The cycle starts again the next time an urgent request comes in.
Where Chainguard comes in
Learning about the requirements for a truly up-to-date approach to golden image management, with requirements that must be met to achieve operational success, support a secure operating environment, and ensure auditability, is a strenuous and error-prone process.
Chainguard is a solution that eliminates the toil, confusion, and security debt that come with do-it-yourself (DIY) golden image management.
Modern engineering teams use Chainguard Containers and Chainguard VMs to get a minimal, secure, zero-CVE foundation, without the repetitive work of building, patching, and verifying and re-verifying images.

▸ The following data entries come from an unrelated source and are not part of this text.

PR #1349, opened 2024-05-10
PARQUET-2468: ParquetMetadata must convert to json

RustedBones:
`ParquetMetadata` json serialization failed on `UNENCRYPTED` files.

Add required configuration to the metadata `ObjectMaper`:
- disable `FAIL_ON_EMPTY_BEANS` to serialize LogicalTypeAnnotation (was removed in #1144)
- add Jdk8Module to serialize `Optional` type

Also add custom serializer for `Statistics`

```json
{
  "fileMetaData" : {
    "schema" : {
      "name" : "test",
      "repetition" : "REPEATED",
      "logicalTypeAnnotation" : null,
      "id" : null,
      "fields" : [ {
        "name" : "some_null_field",
        "repetition" : "OPTIONAL",
        "logicalTypeAnnotation" : null,
        "id" : null,
        "primitive" : true,
        "primitiveTypeName" : "BINARY",
        "typeLength" : 0,
        "decimalMetadata" : null,
        "originalType" : null
      } ],
      "columns" : [ {
        "path" : [ "some_null_field" ],
        "type" : "BINARY",
        "primitiveType" : {
          "name" : "some_null_field",
          "repetition" : "OPTIONAL",
          "logicalTypeAnnotation" : null,
          "id" : null,
          "primitive" : true,
          "primitiveTypeName" : "BINARY",
          "typeLength" : 0,
          "decimalMetadata" : null,
          "originalType" : null
        },
        "maxRepetitionLevel" : 0,
        "maxDefinitionLevel" : 1,
        "typeLength" : 0
      } ],
      "paths" : [ [ "some_null_field" ] ],
      "fieldCount" : 1,
      "primitive" : false,
      "originalType" : null
    },
    "keyValueMetaData" : { },
    "createdBy" : null,
    "fileDecryptor" : null,
    "encryptionType" : "UNENCRYPTED"
  },
  "blocks" : [ {
    "columns" : [ {
      "rowGroupOrdinal" : -1,
      "encodingStats" : null,
      "columnIndexReference" : null,
      "offsetIndexReference" : null,
      "bloomFilterOffset" : -1,
      "bloomFilterLength" : -1,
      "dictionaryPageOffset" : 0,
      "valueCount" : 0,
      "totalSize" : 0,
      "totalUncompressedSize" : 0,
      "statistics" : {
        "min" : "\u0000",
        "max" : "\u0000\u0000",
        "null_count" : 0
      },
      "sizeStatistics" : null,
      "firstDataPageOffset" : 0,
      "primitiveType" : {
        "name" : "fake_type",
        "repetition" : "OPTIONAL",
        "logicalTypeAnnotation" : null,
        "id" : null,
        "primitive" : true,
        "primitiveTypeName" : "BINARY",
        "typeLength" : 0,
        "decimalMetadata" : null,
        "originalType" : null
      },
      "startingPos" : 0,
      "codec" : "GZIP",
      "encodings" : [ ],
      "encrypted" : false,
      "type" : "BINARY",
      "path" : [ "foo" ]
    } ],
    "rowCount" : 0,
    "totalByteSize" : 0,
    "path" : null,
    "ordinal" : 0,
    "rowIndexOffset" : -1,
    "compressedSize" : 0,
    "startingPos" : 0
  } ]
}
```


parquet-hadoop/src/main/java/org/apache/parquet/hadoop/metadata/ParquetMetadata.java
```diff
@@ -50,19 +60,23 @@ public static String toPrettyJSON(ParquetMetadata parquetMetaData) {
...
-            || parquetMetaData.getFileMetaData().getEncryptionType()
-                == FileMetaData.EncryptionType.UNENCRYPTED) {
-          objectToPrint = parquetMetaData;
-        } else {
-          objectToPrint = parquetMetaData.getFileMetaData();
-        }
-        objectMapper.writerWithDefaultPrettyPrinter().writeValue(stringWriter, objectToPrint);
+        writer = objectMapper.writerWithDefaultPrettyPrinter();
       } else {
-        objectMapper.writeValue(stringWriter, parquetMetaData);
```
RustedBones, line 64: If `!isPrettyPrint`, we would try to serialize encrypted metadata, which is probably no desired.

parquet-hadoop/pom.xml
```diff
@@ -118,6 +118,11 @@
       <artifactId>jackson-core</artifactId>
       <version>${jackson.version}</version>
     </dependency>
+    <dependency>
```
wgtmac, line 121: Perhaps add a comment to explain it is required to serialize Optional type?

parquet-hadoop/src/main/java/org/apache/parquet/hadoop/metadata/ParquetMetadata.java
```diff
@@ -32,6 +35,13 @@ public class ParquetMetadata {
 
   private static final ObjectMapper objectMapper = new ObjectMapper();
 
+  // Enable FAIL_ON_EMPTY_BEANS on objectmapper. Without this feature parquet-casdacing tests fail,
+  // because LogicalTypeAnnotation implementations are classes without any property.
+  static {
+    objectMapper.disable(SerializationFeature.FAIL_ON_EMPTY_BEANS);
+    objectMapper.registerModule(new Jdk8Module());
```
wgtmac, line 42: ditto, add comment to explain why is it required?

parquet-hadoop/src/main/java/org/apache/parquet/hadoop/metadata/ParquetMetadata.java
wgtmac: cc @ggershinsky to see if this is fine.

parquet-hadoop/src/main/java/org/apache/parquet/hadoop/metadata/StatisticsSerializer.java
```diff
@@ -0,0 +1,41 @@
...
+
+package org.apache.parquet.hadoop.metadata;
+
+import com.fasterxml.jackson.core.JsonGenerator;
+import com.fasterxml.jackson.databind.JsonSerializer;
+import com.fasterxml.jackson.databind.SerializerProvider;
+import java.io.IOException;
+import org.apache.parquet.column.statistics.Statistics;
+
+class StatisticsSerializer extends JsonSerializer<Statistics<?>> {
```
wgtmac, line 28: Should we add a test?

wgtmac: BTW, what is the original behavior?

wgtmac (commented):
Sorry for the late review. I have left some minor comments. Mostly LGTM.

parquet-hadoop/src/main/java/org/apache/parquet/hadoop/metadata/StatisticsSerializer.java
RustedBones: I had 2nd thought on this. Printing the statistics with the corresponding json primitive is not trivial.
As the `sizeStatistics` are not guaranteed to be there, I change to ignore normal stats in the logging

parquet-hadoop/src/main/java/org/apache/parquet/hadoop/metadata/FileMetaData.java
```diff
@@ -109,6 +110,7 @@ public String getCreatedBy() {
     return createdBy;
   }
 
+  @JsonIgnore
   public InternalFileDecryptor getFileDecryptor() {
     return fileDecryptor;
   }
```
RustedBones, line 116: When logging the file metadata, we probably want to skip this
```json
  "fileDecryptor" : {
    "fileAAD" : null,
    "decryptionProperties" : {
      "footerKey" : "AQIDBAUGBwgJCgsMDQ4PEA==",
      "keyRetriever" : null,
      "aadprefix" : null
    }
  },
  ```

File: parquet-hadoop/src/main/java/org/apache/parquet/hadoop/metadata/ParquetMetadata.java (hunk 1 above)
Comment (ggershinsky) [reply parquet-hadoop/src/main/java/org/apache/parquet/hadoop/metadata/ParquetMetadata.java:64]: SGTM, thanks

Comment (wgtmac) [reply parquet-hadoop/src/main/java/org/apache/parquet/hadoop/metadata/ParquetMetadata.java:64]: Thank you!

File: parquet-hadoop/src/main/java/org/apache/parquet/hadoop/metadata/ColumnChunkMetaData.java [hunk 6]
```diff
@@ -380,13 +382,15 @@ public PrimitiveType getPrimitiveType() {
   /**
    * @return the stats for this column
    */
+  @JsonIgnore
```
wgtmac, line 385: Does this ignore printing stats for all columns?

RustedBones: yes, with that annotation, all stats are skipped from logging. That's a behavior change.

I did so to align behavior with the newly added `SizeStatistics`. As the default implementation throws an exception, we can't safely serialize this field so I added `JsonIgnore` annotation there too. (I'm actually wondering why `null` is not returned as default).

If we decide to serialize the `SizeStatistics`, I'm also wondering how we should handle [invalid stats](https://github.com/apache/parquet-mr/blob/f12229addfdca512770a0959d8074100b1e42ee5/parquet-column/src/main/java/org/apache/parquet/column/statistics/SizeStatistics.java#L49).

wgtmac: Although it is used in the logging, I'm not sure if ignoring the stats silently will confuse/break developers used to depend on that log to debug the stats.

@gszadovszky @Fokko Do you have any suggestion?

Fokko: I think we're good here. I'm not sure if anyone uses the stats for debugging since it is super verbose.

Fokko (approved):
Thanks for working on this @RustedBones, this makes sense to me 👍

wgtmac:
Thanks for the reply! @Fokko 

It seems that we need a minor release for this. +1 on my side.

wgtmac (approved):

Chainguard provides daily rebuilds and an SLA-backed patch timeline, turning image management into a reliable service.
For cloud infrastructure, Chainguard VMs offer the same advantages. Chainguard VMs are hardened OS images purpose-built for secure, containerized workloads in regulated environments.
This secure-by-default approach helps customers accelerate compliance goals such as FedRAMP, SOC2, and CMMC, freeing up engineers to focus on innovation.
You can learn more by watching the recording of our Golden Images webinar. Download our Golden Image Best Practices Guide to learn more about how to evolve your golden image pipelines.
FAQs
How do you create a secure golden image?
There are five steps to creating a secure golden image: identify only the software you absolutely need to create a minimalist image; create a build with up-to-date versions of the selected software; harden the build so it follows applicable compliance standards such as NIST, PCI DSS, or HIPAA; test the hardened build; and use security techniques such as cryptographic signatures to protect the golden image from tampering.
What’s the difference between a golden image and a container image?
A container image is simply a bit-specific copy of a container. A golden image should go through many additional steps to ensure that the end result is minimal, secure, well-documented, among other important qualities. Simply using a container image as a golden image creates many risks.
Why do golden images become risky over time?
Golden images become risky over time because they fall behind on security and feature updates and impose an increasing amount of work on security teams, which have to spend additional time and effort bringing the image up to date. These serious concerns require frequent updates to each golden image to help ensure that new software based on the golden image can be secure, fully featured, and completed in a timely fashion.
Do I still need golden images if I use infrastructure as code (IaC)?
Yes. The need to use golden images or golden VMs for infrastructure as code (IaC) is just as strong as for other software, if not stronger. System infrastructure, in any form, supports an endless array of important functionality. When problems appear in infrastructure, they can have a wide impact and are often very hard to find. So IaC requires golden images, of the highest quality, to help implementation teams deliver a secure, feature-rich, and reliable result.
What should be included in a modern golden image?
As little as possible. Minimalist golden images, containing only the supporting software elements needed for a specific infrastructure project or app, are easier to secure and test, have less likelihood of bugs, and present a smaller attack surface for future security issues.
How can Chainguard help with golden image management?
Chainguard provides Chainguard Containers and Chainguard VMs: pre-built, up-to-date, zero-CVE, modern golden images that eliminate the toil and worry associated with producing golden images in-house. Chainguard golden images help organizations deliver secure, reliable software within predictable time and cost constraints.